Department of Gastroenterology, Faculty of Medicine, Fukuoka University, Fukuoka, Japan.
Japan Medical Office, Takeda Pharmaceutical Company Limited, Tokyo, Japan.
Digestion. 2023;104(2):109-120. doi: 10.1159/000527045. Epub 2022 Nov 30.
Crohn's disease (CD) is a chronic inflammatory condition affecting any part of the gastrointestinal tract. Current therapies involve pharmacological efforts to dampen inflammation. Biologics are recommended for patients with steroid-dependent or steroid-refractory disease; however, little is known about current biologic use in real-world settings in Japan.
This observational, longitudinal, cohort study utilized the Japan Medical Data Center (JMDC) database to analyze claims data of patients who were prescribed ≥1 biologic (adalimumab, infliximab, or ustekinumab) following a new CD diagnosis made between January 2009 and January 2019. We primarily assessed the type of first-line treatment prescribed within 6 months of a patient's first CD diagnosis.
Of the 1,346 eligible patients, the most common prescriptions were 5-aminosalicylic acid (5-ASA) monotherapy (26.8%), 5-ASA plus biologic combination (26.3%), and biologic monotherapy (12.9%).
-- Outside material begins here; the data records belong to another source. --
PR #1076, opened 2018-08-18
Add support for log transfer related messages

shylent:
This adds basic support for messages, that allow to implement efficient log transfer even for very large log files. These messages are used by QGroundControl to download log files, but there are times, when using QGC to download logs is inappropriate. For example, when one is conducting automated testing of UAVs (without human intervention).

The endpoints (services, topics) are called `raw/...`, because I intend to add "high-level" functionality, that will add convenient abstraction over this functionality. That abstraction, however, needs not be a part of this request.

### DIFF
--- a/libmavconn/CMakeLists.txt
+++ b/libmavconn/CMakeLists.txt
@@ -96,7 +96,7 @@ install(DIRECTORY cmake/Modules
 if(CATKIN_ENABLE_TESTING)
 
 catkin_add_gtest(mavconn-test test/test_mavconn.cpp)
-target_link_libraries(mavconn-test mavconn)
+target_link_libraries(mavconn-test mavconn pthread)
 
 endif()
 
--- a/mavros_extras/src/plugins/log_transfer.cpp
+++ b/mavros_extras/src/plugins/log_transfer.cpp
@@ -1,0 +1,125 @@
+#include <mavros/mavros_plugin.h>
+#include <mavros_msgs/LogData.h>
+#include <mavros_msgs/LogEntry.h>
+#include <mavros_msgs/LogRequestData.h>
+#include <mavros_msgs/LogRequestEnd.h>
+#include <mavros_msgs/LogRequestList.h>
+
+namespace mavros {
+namespace extra_plugins {
+class LogTransferPlugin : public plugin::PluginBase {
+public:
+	LogTransferPlugin() :
+		nh("~log_transfer") {}
+
+	void initialize(UAS& uas) override
+	{
+		PluginBase::initialize(uas);
+
+		log_entry_pub = nh.advertise<mavros_msgs::LogEntry>("raw/log_entry", 1000);
+		log_data_pub = nh.advertise<mavros_msgs::LogData>("raw/log_data", 1000);
+
+		log_request_list_srv = nh.advertiseService("raw/log_request_list",
+					&LogTransferPlugin::log_request_list_cb, this);
+		log_request_data_srv = nh.advertiseService("raw/log_request_data",
+					&LogTransferPlugin::log_request_data_cb, this);
+		log_request_end_srv = nh.advertiseService("raw/log_request_end",
+					&LogTransferPlugin::log_request_end_cb, this);
+	}
+
+	Subscriptions get_subscriptions() override
+	{
+		return {
+			       make_handler(&LogTransferPlugin::handle_log_entry),
+			       make_handler(&LogTransferPlugin::handle_log_data),
+		};
+	}
+
+private:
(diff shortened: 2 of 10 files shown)


mavros_extras/src/plugins/log_transfer.cpp
```diff
@@ -0,0 +1,125 @@
...
+	void handle_log_data(const mavlink::mavlink_message_t*, mavlink::common::msg::LOG_DATA& ld)
+	{
+		mavros_msgs::LogData msg;
+		msg.id = ld.id;
+		msg.offset = ld.ofs;
+
+		decltype(ld.data) ::size_type count(ld.count);
+		if (count > ld.data.max_size()) {
+			count = ld.data.max_size();
+		}
```
vooon: We prefer to use make_shared for ros messages.

Here `size_t count = std::min(ls.count, ls.data.max_size())`

mavros_extras/src/plugins/log_transfer.cpp
```diff
@@ -0,0 +1,125 @@
...
+		msg.data.insert(msg.data.cbegin(), ld.data.cbegin(), ld.data.cbegin() + count);
```
vooon: Why not `std::copy`?

mavros_extras/src/plugins/log_transfer.cpp
```diff
@@ -0,0 +1,125 @@
...
+		log_data_pub.publish(msg);
+	}
+
+	bool log_request_list_cb(mavros_msgs::LogRequestList::Request &req,
+				mavros_msgs::LogRequestList::Response &res)
+	{
+		mavlink::common::msg::LOG_REQUEST_LIST msg;
+		msg.target_system = m_uas->get_tgt_system();
+		msg.target_component = m_uas->get_tgt_component();
```
vooon: Use `UAS::msg_set_target()` instead.

mavros_msgs/msg/LogData.msg
```diff
@@ -0,0 +1,9 @@
+# Reply to LogRequestData, - a chunk of a log
+#
+#  :id: - log id
+#  :offset: - offset into the log
+#  :data: - chunk of data (if zero-sized, then there are no more chunks)
+
+uint16 id
+uint16 offset
+uint8[] data
```
vooon: We prefer to always have Header in messages.

libmavconn/CMakeLists.txt
```diff
@@ -96,7 +96,7 @@ install(DIRECTORY cmake/Modules
 if(CATKIN_ENABLE_TESTING)
 
 catkin_add_gtest(mavconn-test test/test_mavconn.cpp)
-target_link_libraries(mavconn-test mavconn)
+target_link_libraries(mavconn-test mavconn pthread)
```
vooon: I'm not sure that this is required change.

mavros_extras/src/plugins/log_transfer.cpp
shylent: because then I'll have to resize the destination as a separate step: msg.data is a std::vector which is initialized to be of zero size upon construction. std::vector::insert does this for me

mavros_extras/src/plugins/log_transfer.cpp
shylent: well, unfortunately, std::min does not compile. it could compile if we add a cast, but I'd prefer to avoid that even if it means writing extra couple of lines of code

re: make_shared - sure, I'll use boost::shared_ptr, no problem

mavros_msgs/msg/LogData.msg
shylent: done

mavros_extras/src/plugins/log_transfer.cpp
shylent: sure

First-line biologics were prescribed within 6 months of initial CD diagnosis in 61.1% of patients, either alone or in combination with other therapies. As an individual first-line treatment, the proportion of patients receiving prescriptions of infliximab was high (66.3%) and steroids, low (1.3%). Patients who had a procedure to inspect the small intestine, such as endoscopy (n = 508), were mostly treated with a nonbiologic therapy (74.8%), whereas those who had not (n = 838), mostly received biologics (alone or in combination, 82.8%) as a first-line treatment.
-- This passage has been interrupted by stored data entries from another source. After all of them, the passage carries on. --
PR #1077, opened 2018-08-20
setpoint_raw/target_attitude bodyrate commands should be converted to NED from ENU

Jaeyoung-Lim:
This PR fixes a coordinate frame mismatch of the setpoint_raw/target_attitude.

The current setpoint_raw/target_attitude body_rate commands directly sends the bodyrate commands from the ROS coordinate system(ENU) without converting it to NED->roll pitch yaw rate commands.

### DIFF
--- a/mavros/src/plugins/setpoint_raw.cpp
+++ b/mavros/src/plugins/setpoint_raw.cpp
@@ -217,18 +217,18 @@ private:
 	void attitude_cb(const mavros_msgs::AttitudeTarget::ConstPtr &req)
 	{
 		Eigen::Quaterniond desired_orientation;
-		Eigen::Vector3d baselink_angular_rate;
+		Eigen::Vector3d desired_angular_rate;
 
 		tf::quaternionMsgToEigen(req->orientation, desired_orientation);
+
+		tf::vectorMsgToEigen(req->body_rate, desired_angular_rate);
 
 		// Transform desired orientation to represent aircraft->NED,
 		// MAVROS operates on orientation of base_link->ENU
 		auto ned_desired_orientation = ftf::transform_orientation_enu_ned(
 					ftf::transform_orientation_baselink_aircraft(desired_orientation));
 
-		auto body_rate = ftf::transform_frame_baselink_aircraft(baselink_angular_rate);
-
-		tf::vectorMsgToEigen(req->body_rate, body_rate);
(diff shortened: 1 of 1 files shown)


AlexisTM:
@Jaeyoung-Lim 
The body frame in ENU is: Front Left Up (FLU)
The body frame in NED is: Front Right Down (FRD)

Can you first verify that the transformation is wrong? This went through many many discussions.

Validity check: 
* ROS side body_rate is `0.5 rad/s` then the MAVLink message will become `-0.5 rad/s`
* Incomming body_rate from MAVLink of `0.5 rad/s` will become `-0.5 rad/s` in ROS side

amilcarlucas:
This needs a rebase

TSC21:
@amilcarlucas I think it's more relevant to understand if this is a requires change or not than to actually rebase the PR.

Jaeyoung-Lim:
@TSC21 @AlexisTM 
My impression was that everything on the ROS message side should be represented as ENU, as this is the standard in ROS.

I assumed the bodyframe should be defined as ENU too, hence the bodyrate defined as ENU. If this was done intentionally, this is from my confusion on how the body frame should be defined.

TSC21:
Check this: http://www.ros.org/reps/rep-0103.html#id21

Jaeyoung-Lim:
@TSC21 I have checked the document.

It is just counter intuitive that all the other setpoints are in ENU frame and only the bodyrates are in NED frame.

TSC21:
@Jaeyoung-Lim the body rates are in the body frame, and that means they are aligned with the vehicle frame, not the loca/world frame. The local frame is Earth-aligned, and in ROS, uses the ENU orientation. The body frame, which is vehicle aligned, uses the FLU convention in ROS, while in the aircraft convention, you use the FRD convention. Still though, there needs to be a straight separation between body frame and local frame in terms of orientation. The body rates are vehicle-aligned, not Earth-aligned, so you don't use NED/ENU convention in that case.

TSC21:
@Jaeyoung-Lim also you can check that the velocity setpoints can also be in the local or in the body frame, and you apply different transforms respectively.

Jaeyoung-Lim:
@TSC21 Thanks for the explanation. I do understand how the coordinate systems are defined. 

If we want to maintain the definition of body_frame as what you have explained, I think this PR is not needed.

In this study, we discovered the typical treatment pattern of patients with CD who received biologics and are registered in the JMDC database in Japan. Biologics were commonly used in the early phase of CD treatment. Treatment with traditional approaches such as steroids and nutritional therapy with evaluation for small intestine lesions, before turning to the use of biologics, may be prudent for achieving optimal outcomes.
克罗恩病(CD)是一种影响胃肠道任何部位的慢性炎症性疾病。目前的治疗方法包括药物治疗以抑制炎症。生物制剂被推荐用于依赖激素或激素抵抗的疾病患者;然而,关于日本真实世界环境中生物制剂的使用情况,我们知之甚少。
本观察性、纵向、队列研究利用日本医疗数据中心(JMDC)数据库,分析了 2009 年 1 月至 2019 年 1 月期间首次诊断为 CD 后至少使用一种生物制剂(阿达木单抗、英夫利昔单抗或乌司奴单抗)的患者的理赔数据。我们主要评估了患者首次 CD 诊断后 6 个月内开具的一线治疗药物类型。
在 1346 名符合条件的患者中,最常见的处方是 5-氨基水杨酸(5-ASA)单药治疗(26.8%)、5-ASA 联合生物制剂联合治疗(26.3%)和生物制剂单药治疗(12.9%)。61.1%的患者在首次 CD 诊断后 6 个月内接受了一线生物制剂治疗,或单独使用或联合其他治疗药物。作为单一的一线治疗药物,接受英夫利昔单抗治疗的患者比例较高(66.3%),而接受激素治疗的患者比例较低(1.3%)。接受小肠检查(如内镜)的患者(n=508)大多接受非生物制剂治疗(74.8%),而未接受小肠检查的患者(n=838)大多接受生物制剂(单独或联合使用,82.8%)作为一线治疗药物。
在这项研究中,我们发现了在日本 JMDC 数据库中登记的接受生物制剂治疗的 CD 患者的典型治疗模式。生物制剂在 CD 治疗的早期阶段被广泛使用。在使用生物制剂之前,采用传统方法(如激素和营养治疗)并评估小肠病变,可能有助于实现最佳治疗效果。